Пословица о козе и Мартыне, завезенная на Веселый откуда-то с юга, была у нашего начколонны любимой и имела массу оттенков. Сейчас она могла значить только одно: хоть ты и с генеральской бородой, а не задавайся, с твое-то мы как-нибудь знаем. Только на анекдотах и едешь.
– Так вот, рабочий класс, – уже внушительно сказал Гоша, в прошлом сам рекордист-скоростник и тяжеловозник, за что, собственно, Петропавловский и наградил его властью. – Нефть бросает нам вызов. Будем принимать? Или подождем, когда начальство прикажет?
– Трубы-то? Повозим, – беспечно и гордо отозвался как всегда первым Петро Елец, наш бессменный комсорг, уже знавший от того же Гребенщикова о новых скважинах на Севере. – Только давайте одров под них не ставить. Горы. Скользь. Один Крохаль боком вылезет.
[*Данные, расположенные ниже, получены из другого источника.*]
PR #6726, opened 2024-10-31
HOMME: Removed an old kokkos cmd line flag: kokkos-num-devices

abagusetty:
1. Remove a removed kokkos command line flag not applicable anymore
2. Addresses the print statements from each rank

[BFB]

### DIFF
--- a/components/homme/src/share/cxx/ExecSpaceDefs.cpp
+++ b/components/homme/src/share/cxx/ExecSpaceDefs.cpp
@@ -32,13 +32,46 @@ namespace Homme {
 // own. As a side benefit, we'll end up running on GPU platforms optimally
 // without having to specify --kokkos-ndevices on the command line.
 void initialize_kokkos () {
-  // This is in fact const char*, but Kokkos::initialize requires char*.
-  std::vector<char*> args;
-  const char* silence = "--kokkos-disable-warnings";
-  args.push_back(const_cast<char*>(silence));
+  // Count up our devices.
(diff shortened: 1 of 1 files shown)


bartgol (approved):
Now Kokkos handles selection of device internally, via round robin, right?

rljacob:
What is parsing these command line strings?  Standalone eamxx ?

bartgol:
> What is parsing these command line strings? Standalone eamxx ?

This is standalone hommexx. That is, when we run the HOMMEXX case in CIME.

ambrad:
It's not clear to me this should work on every machine. The key question is whether each ranks sees one device assigned to it by the job run command or multiple devices. This code addresses the second case.

I suggest as an alternative that this updated approach in EKAT be used: https://github.com/E3SM-Project/EKAT/blob/4e36a487d9ced3951907b36a1a16b13325d796d1/src/ekat/ekat_session.cpp.

abagusetty:
Thanks, The above ekat snippet works when the job-schedulers (slurm/pbs) doesnt do the MPI-binding to the GPUs

oksanaguba:
@abagusetty or @ambrad -- i am not following the above, do you guys think this PR is ok or does it still need some modifications? thanks!

ambrad (changes requested):
The ekat session code should be used here as a replacement to make sure we can run on machines where each rank sees all the GPUs on a node.

ambrad (approved):

PR #6738, opened 2024-11-07
Adding I/O type for ADIOS compression & Updating SCORPIO to v1.6.6

jayeshkrishna:
Adding preliminary support for ADIOS output compression
and updating to SCORPIO v1.6.6 (which includes patch
to support the new I/O type to use for data compression)

Modifying CIME config and scripts to support writing
ADIOS output files with data compression. A new I/O
type is added to support writing output in ADIOS BP file
format with data compression.

However users would need to move to SCORPIO 
master to write ADIOS output with data compression

Note: Writing ADIOS output with data compression is
now supported in SCORPIO master but is not
included in SCORPIO v1.6.6. A future release of
SCORPIO will include this feature

[BFB]


dqwu (approved):

jayeshkrishna:
Creating tests with CIME (create_test) on next failed on machines (anlgce) with ADIOS that includes support for BLOSC (Note: create_newcase however does not show this issue and creates the case successfully on these machines). This issue has been fixed on the branch and will be re-merged to next.

PR #6740, opened 2024-11-08
update sbetr to remove redundant print to log

jinyuntang:
This avoids redundant output to log file.
Also suspend unit testing until pfunit fixed.
Update sbetr submodules to use ssh.  Get ready to fix obsolete 3rd party libs

[BFB]


jinyuntang:
@ndkeen I checked the test ERS.f19_g16.I1850ELM.pm-cpu_gnu.elm-betr, it no longer produce the large log file. Please review. Thanks.

ndkeen:
I see that you have commented (not removed) the debug print statement. But it kinda looks like other things were also changed?  I might ask others involved to verify those changes are inert -- or would benefit from a different PR -- or at least update to the title.

rljacob:
The current version of sbetr being used is 66260f4991d6.  You should make a branch from that, fix just the debug statement, and then update the submodule to point to that branch.  Otherwise this is a much bigger "update sbetr" PR.

rljacob:
The other updates looks like its just testing, not code, so maybe this is fine as is.

ndkeen:
Yes, I also see they are testing related -- I just don't know if it was intentional, related, important, etc. So if you think it's ok, I will approve.

ndkeen (approved):

rljacob:
Wait for @peterdschwartz or @bishtgautam to approve.

bishtgautam (approved):

ndkeen:
Can we merge this?

ndkeen:
Can we find someone more familiar with working with submodules?

PR #6746, opened 2024-11-12
Set default config_check_ssh_consistency for oQU240wLI to false

jonbob:
Change the default config_check_ssh_consistency setting for oQU240wLI to false, to avoid confusing warnings/errors from tests with this grid. Otherwise we end up with log.ocean.err files complaining about:
    "ERROR:  Warning: Sea surface height outside of acceptable range (20m)."
In general, mpaso sets config_check_ssh_consistency to false for grids with ice shelf cavities, but this one was missed.

[NML] for configurations with oQU240wLI
[BFB]

### DIFF
--- a/components/mpas-ocean/bld/namelist_files/namelist_defaults_mpaso.xml
+++ b/components/mpas-ocean/bld/namelist_files/namelist_defaults_mpaso.xml
@@ -630,6 +630,7 @@
 <!-- debug -->
 <config_check_zlevel_consistency>.false.</config_check_zlevel_consistency>
 <config_check_ssh_consistency>.true.</config_check_ssh_consistency>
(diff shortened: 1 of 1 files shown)


jonbob:
Testing with ERS_Ld5.TL319_oQU240wLI_ais8to30.MPAS_LISIO_JRA1p5.chrysalis_intel.mpaso-ocn_glcshelf shows that the results are not changed by this PR, but the log.ocean.XXXX.err files are no longer produced

xylar (approved):
@jonbob, yes, absolutely!  This looks good.  Thanks for making this much-needed change.

jonbob:
Passes:
* ERS_Ld5.TL319_oQU240wLI_ais8to30.MPAS_LISIO_JRA1p5.chrysalis_intel.mpaso-ocn_glcshelf (with only an NML DIFF)

merged to next

jonbob:

PR #6748, opened 2024-11-14
enable eamxx docs + add pyscream docs

mahf708:
Enables building eamxx docs on E3SM repo; adds pyscream prelim docs as well.
Add content to eamxx user and dev guide main pages.


bartgol (approved):
Maybe the eamxx-gh-pages action should be updated to actually be the E3SM mkdocs action? Meaning, change the name, and check paths for ALL yml/md files and folders that can impact gh-pages for the whole project?

bartgol:
Ah, I quickly glanced at the folder and missed the e3sm-gh-pages file. Well, then follow up: why do we need two actions in this repo?

PR #6761, opened 2024-11-21
FINAL eamxx downstream merge!

jgfouca:
The scream/eamxx fork has been archived (frozen). All new scream/eamxx development will happen in the E3SM repo.

[BFB]


components/eamxx/src/physics/p3/tests/p3_run_and_cmp.cpp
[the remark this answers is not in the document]
bartgol: It doesn't seem to be linked (no pun intended) to shared-vs-static libraries. I use shared libs all the time on my workstation, and it builds just fine. It seems more like a problem of circular dependencies (which has been something I've been wanting to fix, by breaking down scream_share into smaller units): scream_io links against scream_share, but scream_share also needs some stuff from scream_io (e.g., in eamxx_time_interpolation).

I'm not sure why this shows up here though. I don't get link errors on my machine (where, again, I do use shared libs)

xylar:
Congratulations, you all!

jgfouca:
I'm going to merge to next so we get testing tonight. We can simultaneously work on fixing the CI issue.

.github/workflows/eamxx-v1-testing.yml
```diff
@@ -53,9 +54,22 @@ jobs:
...
 
           # Use the GitHub API to get the list of changed files
-          response=$(curl -s -H "Authorization: token ${{ secrets.GITHUB_TOKEN }}" \
-            "https://api.github.com/repos/${{ github.repository }}/pulls/${{ github.event.number }}/files")
-          changed_files=$(echo "$response" | grep -o '"filename": *"[^"]*"' | sed 's/"filename": *//; s/"//g')
+          # There are page size limits, so do it in chunks
+          page=1
+          while true; do
+            response=$(curl -s -H "Authorization: token ${{ secrets.GITHUB_TOKEN }}" \
+              "https://api.github.com/repos/E3SM-Project/scream/pulls/${{ github.event.number }}/files?per_page=100&page=$page")
```
bartgol, line 61: This should not hard code "scream" as the repo name. That said, we decided we're going to roll back to paths filter, and get rid of the pre-process-pr job, so I'm ok leaving this as is, and create a PR right after.

bartgol: This is the reason why the eamxx-v1 and eamxx-sa workflows did not run on this PR.

rljacob:
merged to next.

bartgol (approved):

– Раймонд Фердинандович, кого? – уже решительно вступая в деловую струю и понимая все, относящееся к ней с намека, повернулся Гребенщиков к Биллажу.
«Австрияк», совсем как в классе, поднялся с места и достал из нагрудного карманчика блузы свой увесистый «талмуд» – пухлый блокнотище, вмещающий чуть ли не все послужные формуляры автопарка колонны.
– Да вставать-то зачем? – явно любуясь его всевмещающим «талмудом», пророкотал Гоша, и механик с достоинством опустился на место.